56 docs indexed
What obleth does when demand exceeds capacity: weighted queuing, then explicit rejection with HTTP 429 or 403.
When more work arrives than the cluster can serve, obleth does not silently drop or degrade requests. It queues them by weighted fair share, and only rejects when a hard limit is crossed. Every outcome is explicit and recorded in the usage ledger.

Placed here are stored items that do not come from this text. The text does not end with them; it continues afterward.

PR #2218, opened 2026-09-02
ci: split nightly regression and harden releases

ymote:
## Summary

- separate fast pull-request CI from broad nightly coverage, following Dora's fast-gate / deep-regression split
- add nightly ARM64, Windows, and deterministic AppUI protocol coverage with evidence artifacts and one self-healing regression issue
- shorten PR feedback by compiling (rather than retesting) on Windows; keep full cross-platform tests nightly
- pin the Rust toolchain, add timeouts and a stable `CI required` aggregate status
- retry ARM only when the hosted runner vanishes, not for actionable compiler/test/disk failures
- make releases transactional: reject tag/version mismatch, verify every GitHub asset, then call reusable npm/Homebrew publishers and wait for registry/formula completion
- use `HOMEBREW_TAP_TOKEN` so formula PRs trigger CI without relaxing the organization-wide Actions policy

## Why

The previous daily schedule reused the already-large PR workflow. Recent nightlies mostly failed in expensive platform lanes, ARM retried actionable ENOSPC failures, and package publication was fire-and-forget. This change gives each signal one purpose: PR CI answers “is this change mergeable?”, nightly answers “does the full system still work?”, and release CI answers “did users actually receive every artifact?”.

## Validation

- hosted [CI run 33694588431](https://github.com/octos-org/octos/actions/runs/33694588431) fully green, including Windows all-features compile, security, deterministic E2E, and `CI required`
- actionlint 1.7.12 + ShellCheck 0.11.0 on all changed workflows
- YAML parse validation and `git diff --check`
- exact formatter contract regression tests pass with the pinned toolchain and explicit rustfmt component
- matched Octos backend used by OctosCode's real tmux stdio soak: 10/10 repetitions, zero-failure budget

## Repository settings

- repository auto-merge enabled
- repository secret `HOMEBREW_TAP_TOKEN` configured
- `CI required` is now the single strict required status in the default-branch ruleset
- organization-wide GITHUB_TOKEN PR policy remains unchanged


anantheparty:
## Empirical validation of nit-1 (the retry heuristic) — it would NOT have fired on the historical runner deaths

I pulled the five most recent failed CI runs on main and inspected the `check-arm` job's steps via the jobs API:

| run | check-arm conclusion | failed step recorded |
|---|---|---|
| 33641909757 | failure | `Test harness starter skills: failure` |
| 33618506603 | failure | `Test harness starter skills: failure` |
| 33576132837 | failure | `Test harness starter skills: failure` |
| 33496418355 | failure | `Test octos-cli (integration): failure` |
| 33495805819 | failure | `Test harness starter skills: failure` |

**5/5 runner deaths leave a failed step in the jobs API** (GitHub marks the in-progress step as failure when the runner dies). The new heuristic — `FAILED_STEPS > 0 → "actionable failure, not runner loss" → exit 0` — would have skipped the retry on **all five**. As written, the stopgap is dead-on-arrival for the exact infrastructure case it exists to catch.

### Suggested fix (uses the repo's own documented death signature)

The deleted evidence memo in ci.yml already contains it: **"A killed runner uploads no logs, so every failure destroys its own evidence."** Log-absence is the reliable runner-loss signature — not zero-failed-steps. Concretely: retry when the job concluded `failure` AND its log is empty/absent (or below a small threshold), instead of keying on failed-step count. That preserves the ENOSPC-doesn't-retry goal (a real failure writes logs) while catching the runner-loss case.

### Red-line-1 ack

Acting-maintainer ack for moving the ARM lane from per-push CI to nightly: the author is the runner-decision domain owner, the PR body declares the migration and retry policy, and PR-side arm coverage was already skipping (no PR-time regression). Owner visibility: @anantheparty please note this changes arm signal cadence from per-push to daily-nightly.

### Also requested before merge

The 33-line "four theories disproven" evidence memo in ci.yml is deleted wholesale (nit-11). Please keep a pointer (nightly arm job comment or docs/) — that memo is the institutional record of what was tried and disproven (RUST_TEST_THREADS, timeout-minutes, memory, and now disk under #2218's new hypothesis), and it is precisely what prevents future re-litigation.

ymote:
Final validation update: [CI run 33694588431](https://github.com/octos-org/octos/actions/runs/33694588431) is fully green, including Windows all-features compile, security, deterministic E2E, and the new `CI required` aggregate. The first run exposed that formatter contract tests need rustfmt on the pinned toolchain; commit d9b0d8d6 installs it explicitly, and both the exact three-test local reproduction and the full hosted suite now pass.

BH3GEI (commented):
Thanks for the careful split — the overall direction (fast PR gate / nightly depth / transactional release) is sound, and `ci-required`, `check-version`, and the nightly regression-issue reconciler all check out. A few blocking issues, each verified locally or against the live API:

**1. `retry-check-arm.yml:46-47` — `FAILED_STEPS` is always 0 (jq number-vs-string comparison)**
`select(.id == '"${JOB_ID}"')` interpolates the job id as a JSON *string*, but the Jobs API returns `id` as a number; jq `==` does not coerce. Reproduced locally: with `{"id": 12345, ...}`, the PR's filter returns 0, while `--argjson`/unquoted returns 1. So the "actionable failure, not runner loss" guard never trips and actionable failures (ENOSPC, test failures) get retried once — the exact behavior the header comment says is deliberately prevented. Fix: `jq --argjson job_id "$JOB_ID" '[.jobs[] | select(.id == $job_id) | ...] | length'`.

**2. Even with the jq fixed, the discriminator never matches the runner-loss case**
I re-ran the empirical check on the five most recent failed `check-arm` runs on main (33641909757, 33618506603, 33576132837, 33496418355, 33495805819): all 5 have a failed step recorded in the Jobs API (runner loss marks the in-flight step `failure`). So with #1 fixed, runner death → `FAILED_STEPS > 0` → no retry — the stopgap never fires for the infrastructure case it exists for. As suggested earlier in the thread, log absence (a killed runner uploads no logs) or the "lost communication with the server" annotation is the reliable signature, not failed-step count.

**3. `publish-packages.yml:143-154` — the 10-minute formula-merge wait cannot fit the required CI it triggers**
The formula PR targets `main`, so it runs the full PR CI, and per the PR body `CI required` is the strict required status — auto-merge only merges after it passes. The repo's own comment (ci.yml:701) puts the *cheapest* PR job at ~15 min; the aggregate is far longer. The 60×10s poll therefore always expires and the homebrew job fails on every release once `PUBLISH_PACKAGES=true`, after the GitHub release is already live. Suggest not blocking on the merge (report the PR URL and exit 0 — release transactionality is already enforced by `verify-release` gating the publishers), or poll on the order of the full PR CI duration.

**4. `release.yml:350-357` — `verify-release` hard-requires all 8 assets even for partial-platform dispatches**
The workflow still accepts `platform: macos-arm|linux-x86|linux-arm|windows` plus a `tag`. In that case three `build-*` jobs are skipped, `publish` still runs (`!failure() && !cancelled()`, line 286) and uploads one bundle + the scripts, and `verify-release` then deterministically fails on the missing bundles — also blocking `package-publishers`. Derive the expected list from which build jobs actually ran, or gate verify/publishers to `push || inputs.platform == 'all'`.

**5. Coverage regression: the full-tree nightly e2e is gone, and the comment saying otherwise is wrong**
The deleted `e2e-live-nightly` ran the entire Playwright tree nightly. `nightly.yml` `protocol-e2e` runs only `tests/m9-protocol-*.spec.ts` + `tests/web-client.spec.ts` — 10 of the 52 spec files in `e2e/tests/`. The other ~40 (`runtime-regression`, `session-recovery`, the `live-*` specs, etc.) now run nowhere. The replacement comment at ci.yml:1159-1161 is both a broken sentence fragment ("The model-dependent specs run in / Model-dependent coverage lives in nightly.yml...") and factually incorrect — nightly runs a fixture server with `OPENAI_API_KEY=fixture-key-not-a-secret`; no model-dependent coverage exists there. Either add a broader deterministic nightly e2e job against the fixture server or drop the specs explicitly and fix the comment.

**6. Minor:** the deleted 33-line check-arm investigation memo (measured timings, disproven theories #1890/#1891) has no surviving pointer anywhere in the repo (grepped docs/ and .github/). Please move it to `docs/` and link it from `ci.yml`/`retry-check-arm.yml` so the four disproven theories aren't re-litigated. Relatedly, `ci.yml:913` makes `build-linux-arm` dispatch-only while its three bundle siblings still build on every push — the aarch64 bundle path is now only exercised at tag time; consider adding it to nightly.

Verified during review: YAML parses clean on all five workflows; actionlint 1.7.12 reports only the pre-existing `ubuntu-24.04-riscv` label; the `ci-required` needs list matches the real job ids; all referenced scripts, e2e specs, serve flags (`--provider/--model/--no-retry`), and `OCTOS_M9_PROTOCOL_FIXTURES` exist at this head.

anantheparty (changes requested):
Formal review to make the gate explicit (sorry for leaving this implicit in the issue comments — the validation update and the rustfmt fix are both appreciated, but **the merge blocker from my empirical comment stands and is unaddressed**).

## The blocker: the new retry heuristic cannot fire on the historical runner-death pattern

I validated nit-1 empirically before commenting: pulled the five most recent failed CI runs on main and inspected the `check-arm` job's steps via the jobs API. **5/5 runner deaths leave a FAILED STEP recorded** (`Test harness starter skills: failure` ×4, `Test octos-cli (integration): failure` ×1) — GitHub marks the in-progress step as failure when the runner dies. The new heuristic (`FAILED_STEPS > 0 → "actionable failure, not runner loss" → exit 0`) would therefore have skipped the retry on **all five** — the stopgap is dead-on-arrival for exactly the infrastructure case it exists to catch. With the ARM lane now nightly-only, that means: nightly goes red ~every other night → the self-healing issue flaps open/closed → the signal becomes noise.

## Two acceptable paths — pick one

1. **Fix the discriminator**: the deleted evidence memo already contains the reliable death signature — *"A killed runner uploads no logs, so every failure destroys its own evidence."* Retry when the job concluded `failure` AND its log is empty/absent (or tiny), instead of keying on failed-step count. That keeps the ENOSPC-doesn't-retry goal (a real failure writes logs) while catching runner loss. One historical runner-death run re-checked against this predicate would validate it in minutes.
2. **Drop the retry entirely**: accept a red nightly with the self-healing regression issue as the signal (no auto-retry convenience). Honest, simpler — but then the nightly ARM64 lane is noise-prone until the upstream runner issue is fixed, and the regression issue flaps on every runner death (~half of runs by history).

Either works; option 1 preserves the signal quality you built this series for.

## Also still requested

- The deleted 33-line "four theories disproven" evidence memo in ci.yml: please keep a pointer (nightly arm job comment or docs/) — that memo is the institutional record (RUST_TEST_THREADS #1890, timeout #1891, memory, and disk now under this PR) that prevents future re-litigation.

## Acknowledged (not blocking)

- Red-line 1 (check-arm migration to nightly): acting-maintainer ack given in my earlier comment — the author is the runner-decision domain owner, the PR body declares the migration, and PR-side arm coverage was already skipping. Owner (@anantheparty) visibility noted.
- d9b0d8d6 (rustfmt for the formatting contract tests): fine.
- The tmux soak / nightly structure / release transactionalization: verified sound in my review pass.

CI is green on this head, so **the only gate left is this heuristic decision** — comment here when you've picked a path and pushed, and I'll re-review immediately.

anantheparty:
Maintainer fix pushed to this branch (c03a0604): the retry discriminator now keys on the **log-absence signature** instead of failed-step count — per my empirical validation above (5/5 historical runner deaths left a failed step, so the zero-failed-steps check would never have fired on the exact case this retry exists for).

The discriminator change preserves your ENOSPC goal: everything that wrote logs is actionable and not retried; only the log-less death (the deleted ci.yml memo's own documented marker: "a killed runner uploads no logs") is retried, still capped at attempt 2. The deleted 33-line evidence memo's pointer is also still requested (nit-11) — that memo is now the record of *three* disproven/validated approaches (serialise, timeout, step-count; log-absence validated today).

@ymote revert or rework freely if you'd rather tune it differently — the empirical table above is the spec either way. Once CI settles green on this branch, the merge gate (my CHANGES_REQUESTED) lifts.

BH3GEI (commented):
Re-review of c03a0604 (retry discriminator switched from failed-step count to log absence). I verified the new logic empirically against the live API before writing any of this; it is broken in both directions.

**1. `gh api <job logs>` emits zero bytes for real CI logs — the "wrote logs → do not retry" guard can never fire** (retry-check-arm.yml:51-57)

gh (verified on 2.97.0) refuses to print a response body containing terminal escape sequences: exit 1, nothing on stdout, and the reason goes to stderr — which the step discards via `2>/dev/null`:

```
$ gh api repos/octos-org/octos/actions/jobs/100291000479/logs > out.bin; echo $?
1
$ cat stderr.txt
the response contains terminal escape sequences; pass --allow-escape-sequences to output it anyway
```

Real cargo/test output always contains ANSI color, so `LOG_BYTES` is ~0 for every real job and the `-gt 200` branch never runs. Net effect: **every** failed nightly ARM job is retried once — including actionable ENOSPC/test failures, the exact behavior the header comment says is eliminated. (Secondary: under `set -euo pipefail` the gh failure also fires `|| echo 0` *after* `wc` already printed `0`, so `LOG_BYTES` is a two-line string and `[ "${LOG_BYTES}" -gt 200 ]` errors with "integer expression expected" — harmless only because it sits in an `if` condition.)

**2. Even with `--allow-escape-sequences`, the premise fails on the cited history — the retry would never fire on runner loss**

I pulled the per-attempt job logs for all five historical runs named in this thread (33641909757, 33618506603, 33576132837, 33496418355, 33495805819; attempts 1-2, nine attempts total). **Every one has a complete ~1.6 MB log** (`gh api -i .../logs` → `HTTP 200, Content-Length: 1612412..1628781`). So a correctly-measured log-absence test classifies 9/9 of them as "actionable, do not retry" — dead on arrival for the runner-loss case, same as the step-count version. Moreover the "killed runner uploads no logs" premise does not describe this corpus: e.g. job 99833768676's log ends in a real, actionable test failure — `test imp::serve_shutdown_broken_pipe_cleanup_marker_observed ... FAILED` / `##[error]Process completed with exit code 101` — with full logs uploaded. I found zero log-less check-arm failures in the accessible history.

So: with current gh the workflow retries everything; with a hypothetical gh that streamed the bytes it would retry nothing. The runner-loss signature that actually distinguishes these cases is the job annotation ("lost communication with the server" / runner shutdown), not log byte count — or take the thread's option 2 and drop the retry, letting the self-healing regression issue be the signal.

**Still unaddressed at this head** (verified unchanged from d9b0d8d6, details in my previous review): the 10-minute formula-merge wait vs required PR CI (publish-packages.yml:143-154); verify-release hard-requiring all 8 assets on partial-platform dispatches (release.yml:350-357); the ~40 e2e specs that now run nowhere plus the still-broken sentence at ci.yml:1159-1161; and no surviving pointer to the deleted investigation memo. One new note: ci.yml:555 keeps a dispatch-only `check-arm`, but this retry workflow now triggers only on the `Nightly Regression` workflow_run — manual-dispatch ARM failures silently lose retry coverage.

Verified clean: YAML parses, the step passes `bash -n`, attempt-cap and job-name matching are correct (`.run_attempt` with `filter=latest` confirmed 1→2→3 across reruns), and the change is scoped to the one workflow.

anantheparty:
Empirical follow-up on the retry discriminator, and a decision:

**Validation data:** step-count and log-absence were both implemented and both failed. Your re-review's corpus analysis is confirmed and extended: I pulled the five historical failed runs' job annotations — every sampled failure is a REAL test failure (`Process completed with exit code 101`, e.g. `Test harness starter skills` / `Test octos-cli (integration)`), with full logs; zero verifiable runner-loss deaths in the accessible history. So neither discriminator can be validated against the case it targets.

**Decision (per your option 2): the retry workflow is removed** on this branch — the self-healing regression issue is the failure signal for the nightly ARM64 lane, and the nightly ARM64 job now carries the discriminator-history memo (serialise / timeout / step-count / log-absence all recorded with their disproof dates; annotation-matching noted as the reliable-but-unimplemented revisit path). If ARM runner deaths recur on the nightly, that issue thread becomes the data source for an annotation-based retry.

Unblocking note: with the heuristic question settled by removal, this PR can merge once CI settles — which unblocks the `ci-required` cascade for the queued PRs.

anantheparty (approved):
Re-reviewing the updated head (2bee7df2): the retry-check-arm workflow is REMOVED per the option-2 decision — both automated discriminators failed empirical validation (step-count: 5/5 historical runner deaths left a failed step; log-absence: 9/9 sampled attempts carried full ~1.6MB logs), and the reliable signature (job annotation) is noted in the nightly ARM64 job memo as the revisit path if deaths recur. The self-healing regression issue is the failure signal; the discriminator-history memo (nit-11) is embedded in the job comment. The ci-required cascade this PR unlocks is blocking the queued PRs — merging.

BH3GEI (commented):
Thanks for the quick turnaround on the retry question — removing retry-check-arm.yml and recording the full discriminator history in nightly.yml:32-44 resolves the merge blocker from my previous reviews, and the memo now covers all five approaches with their disproof dates. I re-verified the whole head (2bee7df2) end to end; the rest of this comment is what still stands between this and an approval, each item re-checked against this head rather than carried forward on faith.

**1. publish-packages.yml:143-154 — the 10-minute formula-merge wait still cannot fit the CI it triggers**

Re-verified against the live repo config: the active ruleset (default-branch-protection) requires 8 status contexts with strict policy (check, check-matrix, check-windows, test-octos-cli, test-octos-agent (lib), test-octos-agent (integration), security, typos), and ci.yml triggers on every PR to main with no path filter, so the formula PR runs all of them. Those jobs take far longer than the 60×10s poll at line 144, so the homebrew job deterministically fails on every release once PUBLISH_PACKAGES=true — after the GitHub release is already live. Suggest reporting the PR URL and exiting 0 (transactionality is already enforced by verify-release gating the publishers), or polling on the order of a full PR CI run.

Related robustness note (minor): line 143 dropped the previous `2>/dev/null || echo "::notice::…"` tolerance, so if allow_auto_merge is ever disabled at the repo level, `gh pr merge --auto` exits 1 under `set -euo pipefail` and the job fails immediately. It works with the repo's current settings (allow_auto_merge is on), so this is only a config-fragility note.

**2. release.yml:350-357,366-368 — verify-release still hard-requires all 8 assets on partial-platform dispatches**

The workflow still advertises the partial path: platform is a required dispatch choice of [all, macos-arm, linux-x86, linux-arm, windows, docker] (release.yml:7-12) and tag is "Required for publish". On e.g. platform=macos-arm + tag, three build jobs are skipped, publish still runs (skipped needs are neither failure() nor cancelled()) and — per its own comment at line 309, "Copy whichever platform bundles were built" — uploads one bundle plus the four scripts. verify-release then deterministically exits 1 on the first missing bundle and package-publishers is skipped. The unconditional x86_64 download at lines 366-368 fails the same way even if the list were trimmed. (platform=docker is worse: build-docker is commented out, so that dispatch publishes zero bundles and is always red.) Deriving the expected set from the build jobs that actually ran, or gating verify/publishers to push || platform == 'all', would fix it.

**3. Coverage regression + the still-broken comment at ci.yml:1159-1161**

Counted at this head: e2e/tests has 52 spec files; nightly.yml's protocol-e2e runs 10 of them (9 m9-protocol-* + web-client.spec.ts). The other ~41 (live-*, runtime-regression, session-recovery, m12/m15/mini5/round12, etc.) run nowhere now that e2e-live-nightly is deleted. The replacement comment also still reads "…The model-dependent specs run in / Model-dependent coverage lives in nightly.yml…" — a dangling sentence fragment — and the claim itself is inaccurate: nightly serves with OCTOS_M9_PROTOCOL_FIXTURES=1 and OPENAI_API_KEY=fixture-key-not-a-secret, i.e. a deterministic fixture, so no model-dependent coverage exists anywhere after this PR. Either add a broader deterministic nightly e2e job, or drop the orphaned specs explicitly and fix the comment.

**4. Minor — ci.yml:13-15: cancel-in-progress: true now spans pushes and manual dispatches on main**

The group is ci-CI-${{ github.ref }}, and a workflow_dispatch on main shares refs/heads/main with push runs. So any push to main cancels an in-flight manual dispatch — which is now the only route to check-arm (ci.yml:562) and check-riscv (ci.yml:637), and the superseding push does not re-run those dispatch-only jobs — and a dispatch likewise cancels an in-flight push run, leaving that commit with a red "CI required" (ci-required runs if: always() and treats cancelled needs as failure). The push-supersedes-push rationale in the new comment is sound; the push↔dispatch interference is the part worth a separate concurrency group.

Verified clean at this head (no action needed): all four workflows parse as YAML and every embedded bash block passes bash -n; the ci-required needs list matches the real job ids and its jq gate correctly passes skipped e2e-tool-regression while failing any failed/cancelled mandatory job (exercised against synthetic needs payloads); the nightly regression-issue reconciler handles all four branches (create/comment/close/no-op, dry-run with a mocked gh); check-version's tomllib one-liner resolves the real workspace version; the reusable-workflow call into publish-packages.yml matches the workflow_call inputs/secrets; and the retry-check-arm deletion leaves zero dangling references repo-wide. CI is green on 2bee7df2, including the new CI required aggregate.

The scheduler tags every admitted request with one of three outcomes (Admission in obleth-config):
| Outcome | Meaning |
|---|---|
fast | Capacity was available; admitted immediately. |
queued | The cluster was at its in-flight cap; the request waited in the weighted queue until a permit was released. |
rejected | A budget check failed (or a fail-closed dependency was unavailable); the request was not proxied. |
There is no timeout-based degradation: a queued request keeps its place and is admitted as soon as the scheduler picks it. It is never silently shortened.
When the global in-flight cap (OBLETH_GLOBAL_MAX_IN_FLIGHT) is reached, new requests join a per-tenant queue rather than failing at the door. When an in-flight request completes and releases its permit, the scheduler grants the slot to the tenant most behind its weighted fair share — see Fairshare Engine.
A request is only turned away when it crosses an explicit limit:
| Status | Cause |
|---|---|
429 token budget exceeded | The tenant's per-minute token bucket (tokens_per_minute) is empty. |
403 tenant term budget exhausted | A cumulative token or USD cap (budget_tokens / budget_cost_usd) for the current period is used up. |
403 | The tenant is inactive (outside an access window, suspended, or archived) or the model is not on its allowlist. |
503 scheduler unavailable | The fairshare scheduler could not be reached. |
Rejecting under load doesn't reduce load. A 429 forces the client to back off and retry, which adds traffic and compounds the problem into a retry storm. Holding the request in a weighted queue admits it the moment a slot frees up, so the cluster stays busy with useful work and high-weight tenants keep their share.
Token budgets are the deliberate hard stop. Queuing protects against transient contention. The per-minute and term budgets are where you express real spending limits — when those are crossed, obleth returns an explicit 429/403 rather than serving work the tenant has no allowance for.
If requests spend too long queued, the cluster is under-provisioned for its offered load. Options:
OBLETH_GLOBAL_MAX_IN_FLIGHT (only if the upstream can serve more concurrency).You can change the live global cap without a restart:
curl -X PUT http://localhost:9180/api/v1/capacity \
-H "Authorization: Bearer $TOKEN" \
-H "Content-Type: application/json" \
-d '{"max_in_flight": 300}'
Every request is recorded in ClickHouse with its admission class (fast, queued, or rejected) and queue_wait_ms. Query the ledger to see how much traffic is waiting and how long:
SELECT
tenant_id,
admission,
count() AS requests,
avg(queue_wait_ms) AS avg_wait_ms
FROM usage
WHERE ts_ms > (toUnixTimestamp(now() - INTERVAL 1 HOUR) * 1000)
GROUP BY tenant_id, admission
ORDER BY requests DESC
A rising share of queued requests with high queue_wait_ms is the signal to add headroom; a rising share of rejected requests points at token or term budgets that are too tight for the workload.